Mine is green.  I keep the precious it in my jewelry box...


----------



## JayKay PE (Oct 29, 2018)

matt267 PE said:


> You heard that too?


I mean, there is some contention coming from the astronomy side of things, where they hypothesize the moon substance is made of dairy-products, but I think it is firmly rooted in fact that the moon is made of gelatin and sugar and not a simple by-product following coagulation of casein.

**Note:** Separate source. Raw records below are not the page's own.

PR #1758, opened 2020-07-10
Bitmask tight bounding boxes

constiDisch:
Just implement bit mask get_bounding_boxes function

### DIFF
--- a/detectron2/structures/masks.py
+++ b/detectron2/structures/masks.py
@@ -212,7 +212,9 @@ class BitMasks:
             x = torch.where(x_any[idx, :])[0]
             y = torch.where(y_any[idx, :])[0]
             if len(x) > 0 and len(y) > 0:
-                boxes[idx, :] = torch.as_tensor([x[0], y[0], x[-1], y[-1]], dtype=torch.float32)
+                boxes[idx, :] = torch.as_tensor(
+                    [x[0], y[0], x[-1] + 1, y[-1] + 1], dtype=torch.float32
+                )
         return Boxes(boxes)
 
     @staticmethod
--- a/detectron2/structures/masks.py
+++ b/detectron2/structures/masks.py
@@ -211,7 +211,6 @@ class BitMasks:
             boxes[idx, :] = torch.as_tensor([x[0], y[0], x[-1], y[-1]], dtype=torch.float32)
         return Boxes(boxes)
 
-
     @staticmethod
     def cat(bitmasks_list: List["BitMasks"]) -> "BitMasks":
         """
--- a/detectron2/structures/masks.py
+++ b/detectron2/structures/masks.py
@@ -208,7 +208,10 @@ class BitMasks:
         for idx in range(self.tensor.shape[0]):
             x = torch.where(torch.any(self.tensor[idx, :], dim=0))[0]
             y = torch.where(torch.any(self.tensor[idx, :], dim=1))[0]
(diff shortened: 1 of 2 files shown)


detectron2/structures/masks.py
```diff
@@ -199,9 +199,17 @@ def crop_and_resize(self, boxes: torch.Tensor, mask_size: int) -> torch.Tensor:
...
-        raise NotImplementedError
+    def get_bounding_boxes(self) -> Boxes:
+        """
+        Returns:
+            Boxes: tight bounding boxes around bit masks.
+        """
+        boxes = torch.zeros(self.tensor.shape[0], 4, dtype=torch.float32)
+        for idx in range(self.tensor.shape[0]):
+            x = torch.where(torch.any(self.tensor[idx, :], dim=0))[0]
+            y = torch.where(torch.any(self.tensor[idx, :], dim=1))[0]
```
ppwwyyxx, line 210: The two `torch.any` operations can be done outside the forloop on the entire tensor

detectron2/structures/masks.py
```diff
@@ -199,9 +199,20 @@ def crop_and_resize(self, boxes: torch.Tensor, mask_size: int) -> torch.Tensor:
         output = output >= 0.5
         return output
 
-    def get_bounding_boxes(self) -> None:
-        # not needed now
-        raise NotImplementedError
+    def get_bounding_boxes(self) -> Boxes:
+        """
+        Returns:
+            Boxes: tight bounding boxes around bit masks.
```
ppwwyyxx, line 205:
```suggestion
            Boxes: tight bounding boxes around bitmasks. If a mask is empty, it's bounding box will be all zero.
```

detectron2/structures/masks.py
```diff
@@ -199,9 +199,20 @@ def crop_and_resize(self, boxes: torch.Tensor, mask_size: int) -> torch.Tensor:
...
+        """
+        boxes = torch.zeros(self.tensor.shape[0], 4, dtype=torch.float32)
+        x_any = torch.any(self.tensor, dim=1)
+        y_any = torch.any(self.tensor, dim=2)
+        for idx in range(self.tensor.shape[0]):
+            x = torch.where(x_any[idx, :])[0]
+            y = torch.where(y_any[idx, :])[0]
+            if len(x) > 0 and len(y) > 0:
+                boxes[idx, :] = torch.as_tensor([x[0], y[0], x[-1], y[-1]], dtype=torch.float32)
```
ppwwyyxx, line 214: in detectron2, bounding box coordinates are defined to be floating point numbers that range from 0 to H or W, not H-1 or W-1. See https://github.com/tensorpack/tensorpack/blob/master/examples/FasterRCNN/NOTES.md#model for an illustration of coordinates.
So here it should be `x[-1] + 1` and `y[-1] + 1`. Consequently a mask with only one pixel will become a box of size 1x1, which matches our definition.

tests/structures/test_masks.py
```diff
@@ -0,0 +1,34 @@
...
+                    [False, True, True, False],
+                    [False, True, True, False],
+                    [False, False, False, False],
+                ],
+                [
+                    [False, False, False, False],
+                    [False, False, False, False],
+                    [False, False, False, False],
+                    [False, False, False, False],
+                    [False, False, False, False],
```
ppwwyyxx, line 23: replacing it by `torch.zeros(4, 4)` should work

It's a very heated debate that I am following closely.


----------



## SacMe24 (Oct 29, 2018)

Ti89t said:


> Here ya go. The October 2018 pencil in all its strange glory. - Missouri
> 
> http://imgur.com/QcvbPB9


Oh wow that's different.... did the eraser work as intended though? Last time everyone complained about the poor quality of it, lots of smearing...


----------



## daydreambeliever (Oct 29, 2018)

I had a green one in NC. Almost certain green doesn't mean pass. I wonder what color I'm going to have in April 2019?!?!?



SacMe24 said:


> did the eraser work as intended though? Last time everyone complained about the poor quality of it, lots of smearing.


The first thing I did when the test began was test the eraser. It was a quality eraser. I was pretty relieved!


----------



## txjennah PE (Oct 29, 2018)

SacMe24 said:


> Oh wow that's different.... did the eraser work as intended though? Last time everyone complained about the poor quality of it, lots of smearing...


I used up the eraser for the morning portion and had to request a new pencil for the PM session. Probably not a good sign lol.


----------



## RBHeadge PE (Oct 29, 2018)

txjennah said:


> I used up the eraser for the morning portion and had to request a new pencil for the PM session. Probably not a good sign lol.


This is a joke? Right?


----------



## txjennah PE (Oct 29, 2018)

RBHeadge PE said:


> This is a joke? Right?


It's not.


----------



## RBHeadge PE (Oct 29, 2018)

SPAM thread is active


----------



## Audi Driver P.E. (Oct 29, 2018)

Drewism said:


> WTF. I HAD A BLUE ONE. And they DID NOT let me keep it.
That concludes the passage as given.